Ever come home from a long day of work, eager to unwind, only to find yourself incapable of shedding the stress of your job?
We can thank our ancient brains for that, according to Joe Robinson, author of Work to Live. Robinson writes that our inability to switch off stress at home is because an “ancient” part of our brain reads this stress as a direct threat to our livelihood: yes, stress from work makes our brains think we’re in literal danger. The result is that we’re prone to vicious cycles of stress, rife with rumination about what went wrong during our days, an inability to relax, rest, and recharge, and impaired productivity the next day.
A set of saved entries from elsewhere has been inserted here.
PR #5027, opened 2026-07-24
Guard against leaking threads while restarting shake

crtschin:
Alternative variant of https://github.com/haskell/haskell-language-server/pull/5021.

Third time's the charm.

Instead of keeping track and killing threads via the shake database, do this locally in the `AIO` abstraction that does cleanup. Once shutdown, the `AIO` is closed, so threads that are in the process of being spawned get killed instead.


hls-graph/src/Development/IDE/Graph/Internal/Database.hs
```diff
@@ -300,27 +302,57 @@ transitiveDirtySet database = flip State.execStateT mempty . traverse_ loop
...
 asyncWithCleanUp :: AIO a -> AIO (IO a)
 asyncWithCleanUp act = do
     st <- AIO ask
     io <- unliftAIO act
     -- mask to make sure we keep track of the spawned async
     liftIO $ uninterruptibleMask $ \restore -> do
         a <- async $ restore io
-        atomicModifyIORef'_ st (void a :)
-        return $ wait a
+        registered <- registerAsyncs st [void a]
```
soulomoon: should only run on succ registeration instead of finding out the scope have ended and killing it ?

soulomoon: e.g. async thread should know if itself is registered, it only run the body if it is registered or do nothing otherwise.

soulomoon:
`waitConcurrently_` should apply the same `run the body only if registered` pattern.
And we should not spread the throw everywhere and trigger the expection handler multiple times. I've made some ajustments. @crtschin feel free to revert any unsensible changes.

soulomoon:
I am seeing some unintended failure in the benchmark result, there must be something I am missing.

hls-graph/src/Development/IDE/Graph/Internal/Database.hs
```diff
@@ -368,12 +422,18 @@ waitConcurrently_ many = do
...
-    -- work on the sync computations
-    liftIO $ sequence_ syncs
-    -- wait for the async computations before returning
-    liftIO $ traverse_ wait asyncs
+        registered <- liftIO $ registerAsyncs ref asyncs
+        putMVar gate registered
+        return (asyncs, syncs, registered)
+    -- A closed scope means our asyncs were cancelled, so abort the superseded work.
+    if not registered
+      then liftIO $ (forever sleep 10) -- wait for the asyncs to finish, but don't block the main thread
```
crtschin: There's a misunderstanding here I think, there is no main thread. Calling `wait` only suspends the green thread, leaving the GHC capability to continue on with other work. 

Calling `forever (sleep x)` will have the green thread keep making the green thread available to be picked up by a capability every x seconds, only to subsequently yield again. 

Why wait on a different thread to kill this thread, when this thread already locally knows it should be interrupted.

hls-graph/src/Development/IDE/Graph/Internal/Database.hs
```diff
@@ -300,27 +302,77 @@ transitiveDirtySet database = flip State.execStateT mempty . traverse_ loop
...
+    gate <- newEmptyMVar
+    a <- runAsyncIfRegistered gate io
+    registered <- registerAsyncs st [void a]
+    putMVar gate registered
+    return (registered, a)
+  return $ if registered
+              then wait a
+              -- we don't want to throw an exception here because the async is already running and will be cancelled by the scope,
+              -- so we just wait for it to finish
+              else (forever $ sleep 10)
```
crtschin: Same applies here as [here](https://github.com/haskell/haskell-language-server/pull/5027/changes#diff-be9e854b0711afcb729de4ed6c3df56fe1aa6f358af7e750c028cc41ede1c462R434).

hls-graph/src/Development/IDE/Graph/Internal/Database.hs
```diff
@@ -300,27 +302,77 @@ transitiveDirtySet database = flip State.execStateT mempty . traverse_ loop
...
+
+runAsyncIfRegistered :: MVar Bool -> IO a -> IO (Async a)
+runAsyncIfRegistered gate io =
+    asyncWithUnmask $ \unmask -> unmask $ do
+      b <- readMVar gate
+      -- Only if the thread was successfully registered do we execute
+      if b then io else (error "asyncWithCleanUp: scope closed before thread could be spawned")
```
crtschin: IIRC, calling `error` makes GHC throw an IOError, which is less easy to work with than `AsyncCancelled` which is specifically intended to indicate that a async green thread didn't finish the work it intended.

hls-graph/src/Development/IDE/Graph/Internal/Database.hs
```diff
@@ -300,27 +302,77 @@ transitiveDirtySet database = flip State.execStateT mempty . traverse_ loop
...
-        return $ wait a
+  st <- AIO ask
+  io <- unliftAIO act
+  -- mask so the spawn and registration can't be split by interrupt
+  (registered, a) <- liftIO $ uninterruptibleMask_ $ do
+    -- Use a signal to indicate whether the thread is being spawned into a
+    -- open/closed scope.
+    gate <- newEmptyMVar
+    a <- runAsyncIfRegistered gate io
+    registered <- registerAsyncs st [void a]
```
crtschin: I believe there's a logical gap here now. If the AIO is interrupted between these lines, the async spawned isn't killed. 

Notice that `runAsyncIfRegistered` has a check, and `registerAsyncs` has a subsequent use. If cleanup fires after the `runAsync*` call, the lock passes and spawns the async, but the registration fails because the scope is closed, orphaning the thread.

crtschin (commented):
> waitConcurrently_ should apply the same run the body only if registered pattern.

For individual threads I understand, as it's arbitrary side-effecting user code, but why for `waitConcurrently_` as well? Is there an error condition you see here? 

I've kept a variant of your changes in the PR, but I don't understand the need yet.

> And we should not spread the throw everywhere and trigger the ..exception handler multiple times.

Exception handlers are quite cheap in Haskell. If there's a broken precondition and a thread needs to halt, it's more efficient to have the thread immediately die on its own than wait for a different thread to kill it, which can also be quite tricky if that supervisor thread already died.

> I've made some adjustments. 

I gave this a review, and pushed some small edits.

hls-graph/src/Development/IDE/Graph/Internal/Database.hs
soulomoon: Yes, the comment is wrong(accidentally ai completion I forget to delete). 

The main idea is there is a single place we `cancel` the thread(`cleanupAsync`).
And if the thread can not be registered, just let the thread finish without doing anything instead of killing it.

hls-graph/src/Development/IDE/Graph/Internal/Database.hs
soulomoon: If cleanup fires after the runAsync* call, doesn't it mean we would cleanup the async during `cleanup` ?

hls-graph/src/Development/IDE/Graph/Internal/Database.hs
```diff
@@ -392,25 +389,19 @@ cleanupAsync ref = uninterruptibleMask $ \unmask -> do
     -- Close the scope so no later force can register, and take the live asyncs
     -- to interrupt. See Note [Closing escaped rule computations].
     asyncs <- atomicModifyIORef' ref $ \m -> (Nothing, fromMaybe [] m)
-    -- interrupt all the asyncs without waiting
-    mapM_ (\a -> throwTo (asyncThreadId a) AsyncCancelled) asyncs
```
soulomoon, line 342: `AsyncCancelled ` should still happen at once.  The normal fine scoped threads should be ended immediatly here once we call `cleanupAsync`.

hls-graph/src/Development/IDE/Graph/Internal/Database.hs
soulomoon: perhaps just use `undefined` ? Since we should never inspect the result after the gate shows that it leave its' scope. And the thread should simply do nothing then finish if it knows it is out of scope.

soulomoon:
> > waitConcurrently_ should apply the same run the body only if registered pattern.

> For individual threads I understand, as it's arbitrary side-effecting user code, but why for waitConcurrently_ as well? Is there an error condition you see here?

Notice we register them into the AIO later. So they are AIO async too and should be managed by AIO.

hls-graph/src/Development/IDE/Graph/Internal/Database.hs
crtschin: `undefined` is the same as `error` in this case. `AsyncCancelled` still makes more sense to me here. The thread hit a invariant, so should terminate (safely). Things we definitely want to avoid are hangs, and exceptions that would otherwise cause HLS to crash hard, which things like "undefined" or "error" open the app up to.

hls-graph/src/Development/IDE/Graph/Internal/Database.hs
crtschin: Yes, I meant if we didn't cancel these unregistered threads that land in between closing the scope in the cleanup, and the registration.

hls-graph/src/Development/IDE/Graph/Internal/Database.hs
crtschin: It still does this, just a bit lower in the function. 

The comment above this snippet. `interrupt all the asyncs without waiting` was not true as `throwTo` is a synchronous blocking call. I fixed this to use `mapConcurrently`, which does cancel all threads at the same time.

hls-graph/src/Development/IDE/Graph/Internal/Database.hs
soulomoon: we should only create two types of threads, 
the ones that are registered and canceled by cleanup.
the others that are not registered, should ended itself without doing anything.

we can choose not to kill the second ones, only let it finish.

hls-graph/src/Development/IDE/Graph/Internal/Database.hs
soulomoon: If it hangs or exceptions are invoked, we must be doing something wrong in our model, a hard crash is what we wanted so we can fix them.

soulomoon:
necessary invariant:
Only registered threads execute ~force or~ rule bodies.
Registered threads are cancelled exclusively by cleanupAsync.
Rejected threads perform no work and terminate themselves.

crtschin:
I tweaked the abstractions a bit over the last few weeks.

- Made a new Scope type that encapsulates the "scope" threads are spawned in via AIO.
- The above uses a lock instead of `IORef` to lock registration instead of trying to fix it adhoc using atomic `IORef` interactions.
- Make it possible to distinguish between a thread close due to an exception vs the scope being closed.
- It'll now dirty the key automatically if the scope is closed while the key was being processed.

I think the current implementation matches your invariants as well.

soulomoon:
## Bug reproduction

The test `rapid edits then save does not strand a stale diagnostic` was run 1,000 times on each exact implementation:

| Commit | Implementation diff | Passed | Failed | Result |
|---|---|---:|---:|---|
| [`b7e5d2526`](https://github.com/haskell/haskell-language-server/commit/b7e5d25260f7a8ff5df4590bfb2b3a683ac07d42) | Baseline | 993 | **7** | Bug reproduced |
| [`5a250886c`](https://github.com/haskell/haskell-language-server/commit/5a250886c216471bd401bf2ce70f74512953f4d1) | [View diff](https://github.com/haskell/haskell-language-server/pull/5027/files) | **1,000** | 0 | No reproduction |
| [`48f297100`](https://github.com/soulomoon/haskell-language-server/commit/48f297100360281fa97d1f9220b23bf76589c85d) | [View diff](https://github.com/soulomoon/haskell-language-server/pull/38/files) | **1,000** | 0 | No reproduction |

Both fix commits prevent the behavior exercised by this regression test.

> `b7e5d2526` and `48f297100` were tested with only the unchanged regression test added; their implementation code was otherwise unchanged.

## Benchmark comparison

Commit `b7e5d2526` is the benchmark baseline.

- **[`5a250886c`](https://github.com/haskell/haskell-language-server/commit/5a250886c216471bd401bf2ce70f74512953f4d1)** ([diff](https://github.com/haskell/haskell-language-server/pull/5027/files), [benchmark run](https://github.com/haskell/haskell-language-server/actions/runs/31282731150)):
  - Generally close to baseline.
  - `code actions after cradle edit` is approximately **2.3–2.6× slower**:
    - GHC 9.12: **+126.6%**
    - GHC 9.14: **+164.3%**
  - Overall geometric-mean `totalT` change: **+1.02%**

- **[`48f297100`](https://github.com/soulomoon/haskell-language-server/commit/48f297100360281fa97d1f9220b23bf76589c85d)** ([diff](https://github.com/soulomoon/haskell-language-server/pull/38/files), [benchmark run](https://github.com/soulomoon/haskell-language-server/actions/runs/31268638655)):
  - Remains close to baseline and avoids the cradle-edit regression:
    - GHC 9.12: **+2.5%**
    - GHC 9.14: **−0.9%**
  - Overall geometric-mean `totalT` change: **−0.57%**

Excluding the cradle-edit outlier, the two fix commits are effectively tied. Overall, both fix the tested bug, but **`48f297100` has the better benchmark result**.

---------above comparison generated by codex -------

@crtschin The newest head introduce some slowdown, I think it is due to the extra complexity from database repairing and a few places which blurred the ownership model, while the old method stayed minimalized and avoid performance regression.

Do you mind use [View diff](https://github.com/soulomoon/haskell-language-server/pull/38/files) instead.

Also I think we should shape the test `rapid edits then save does not strand a stale diagnostic` better, so we can have a more deterministic failure result.

crtschin:
Thanks for the benchmark run @soulomoon!, I removed an optimization while I was refactoring for the sake of uniformity (the setup runs singular actions inline, instead of separately spawning a thread). I re-added it and now get similar performance to the baseline again now, when running the benchmark locally.

> Do you mind use [View diff](https://github.com/soulomoon/haskell-language-server/pull/38/files) instead. 

I'm hesitant, the main difference is in how a thread who's scope is closed, terminates. The branch does a [loop](https://github.com/soulomoon/haskell-language-server/pull/38/changes/357d0644f0955c71c2855857a42ad5e4910fad04#diff-be9e854b0711afcb729de4ed6c3df56fe1aa6f358af7e750c028cc41ede1c462R384-R389) expecting the thread that initialized the scope to land the `cancel` cleanly. This is cumbersome and tricky, as nothing inherently guarantees that. The risk here being zombie threads that are orphaned and endlessly take up resources.

hls-graph/src/Development/IDE/Graph/Internal/Database.hs
```diff
@@ -300,27 +337,90 @@ transitiveDirtySet database = flip State.execStateT mempty . traverse_ loop
...
+  3. A second build at step S opens scope-2, sees that entry, waits on the
+     thunk, and forces it on scope-2's thread.
+
+'spawnInScope' decides whether to spawn while holding the scope open,
+so a refused computation is never started and the forcing thread raises
+'ScopeClosed'.
+  * 'repairRefusal' demotes the key to 'Dirty' before re-throwing.
+  * 'build' retries once, so the demoted key recomputes in a live scope.
+  * 'isAsyncException' classes it async, so it isn't swallowed.
+-}
```
soulomoon, line 391: if there is an exception that is not caused by session restart, it should be a bug for the hls-graph, we should not repair it. see `defineEarlyCutoff'` and `actionCatch`, there we catch all the rule's errors and leave only the `isAsyncException` to surface to the hls-graph to handle.

soulomoon:
> The risk here being zombie threads that are orphaned and endlessly take up resources.

If there are zombie threads, there must be some other bugs hidden in other part of the codebase which we should also rule out. It is better to do just enough to reveal the problem than over do it and cover an unstable problem up.

crtschin:
> there must be some other bugs hidden in other part of the codebase which we should also rule out.

Proving the absence of bugs isn't possible.

> It is better to do just enough to reveal the problem than over do it and cover an unstable problem up.

I don't understand how having a thread hang is a better solution than having the thread throw. The throw is more immediate and visible (and reportable by a user). The hang is the one that invisibly worsens the state (where the main symptom would be increased memory usage and performance degradation).

soulomoon:
> I don't understand how having a thread hang is a better solution than having the thread throw. The throw is more immediate and visible (and reportable by a user). The hang is the one that invisibly worsens the state (where the main symptom would be increased memory usage and performance degradation).

My point is not about a hang is better than a throw, I am sorry for giving you that impression. What I am trying to say is that to be able to observe the fact that the scope miss the kills, the parent should not throw immediatly once it sees a failed spawning due to scope closed since it cover up the problems(We do not know wether the scope kill is just late or won't happen). I agree it is not very ideal to let it hang, perhaps a better way is, wait a bit for the scope kills and if that did not happen, log something out and throw.

soulomoon:
Here is the newest perf comparison after the sync to the newest master
I realized can further optimize away the `asyncWithCleanUp`.  I opened pr #5039 to integrate that part. Then we do not have to fix the asyncwithcleanup for the scope issue. And focus on `waitConcurrently_`

The old fix approach spawnning remain lockless, but the new one use a MVar as a lock to wait for the spawn, might be  a bit slower. But usualy only one child for the same scope would be spawned in the same time, so perf degradation might not be obivious.

> 
> ## Updated benchmark comparison
> 
> Both implementations are based on the same master commit, [`16bf046629`](https://github.com/haskell/haskell-language-server/commit/16bf0466293daabac6f216d2af7e5bccbb91fcc1).
> 
> | Exact head | Diff | Geometric-mean `totalT` vs master | Summed `totalT` |
> |---|---|---:|---:|
> | [`3108a99827`](https://github.com/haskell/haskell-language-server/commit/3108a99827c95707eb06fc03f8dda96d4aa91d7d) | [View diff](https://github.com/haskell/haskell-language-server/pull/5027/files) | −0.53% | −1.04% |
> | [`480fcf8bcc`](https://github.com/soulomoon/haskell-language-server/commit/480fcf8bcc2c2c5370f2ffb7a33d830caf459707) | [View diff](https://github.com/soulomoon/haskell-language-server/pull/38/files) | **−4.83%** | **−4.42%** |
> 
> Across 83 common successful benchmark cases, `480fcf8bcc` is:
> 
> - **4.21% faster geometrically**
> - **2.83% faster by median**
> - Faster in **57 of 83** cases
> 
> ### `code actions after cradle edit`
> 
> | Configuration | `3108a99827` | `480fcf8bcc` |
> |---|---:|---:|
> | GHC 9.12 | +1.71% | **−6.36%** |
> | GHC 9.14 | −1.25% | **−5.79%** |
> 
> Benchmark runs:
> 
> - [`3108a99827` benchmark](https://github.com/haskell/haskell-language-server/actions/runs/31498975069)
> - [`480fcf8bcc` benchmark](https://github.com/soulomoon/haskell-language-server/actions/runs/31499046206)
> 
> **Conclusion:** both implementations are slightly faster than master, but `480fcf8bcc` has the better overall performance.
>

hls-graph/src/Development/IDE/Graph/Internal/Database.hs
```diff
@@ -300,27 +337,90 @@ transitiveDirtySet database = flip State.execStateT mempty . traverse_ loop
...
+-- The wait is returned rather than run, so the lock is free before anyone
+-- blocks on a result.
+--
+-- See Note [Closing escaped rule computations].
+spawnInScope :: Scope -> IO a -> IO (IO a)
+spawnInScope Scope{scopeClosing, scopeAsyncs} io =
+    mask_ $ modifyMVar scopeAsyncs $ \case
+        Nothing -> pure (Nothing, refuse)
+        Just as -> do
+            closing <- readIORef scopeClosing
```
soulomoon: do we still need scopeClosing if we have Mvar scopeAsyncs ?

crtschin: Nice, I don't think so no

hls-graph/src/Development/IDE/Graph/Internal/Database.hs
soulomoon: That means if build does not compelete, it must be a session restart, we should not retry it.

crtschin:
@soulomoon I like the simplification in https://github.com/haskell/haskell-language-server/pull/5039! I'll wait with continuing with this PR until that ones resolved. I think I can drop some code here once that lands.

soulomoon:
ready to push it forward ?  @crtschin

In his article, Robinson describes some techniques to break this cycle, including meditation, listening to music, and getting outdoors.
It’s essential that we introduce techniques such as these to break our stress cycles at home, not only so we can create clear boundaries for our bodies and minds between the workplace and our home havens, but so that we can have more productive days as well. According to research done at the University of Konstanz and Bowling Green, thinking about work at home, in addition to our lack of effective methods to recover from this stress, “aggravate emotional exhaustion and prevents the resupply of energetic resources.”
Which means, if you actually want to leave your work stress at work, you might want to take a cue from Robinson, and consider the benefits of mood-altering music, aerobic exercise, or practicing a sport.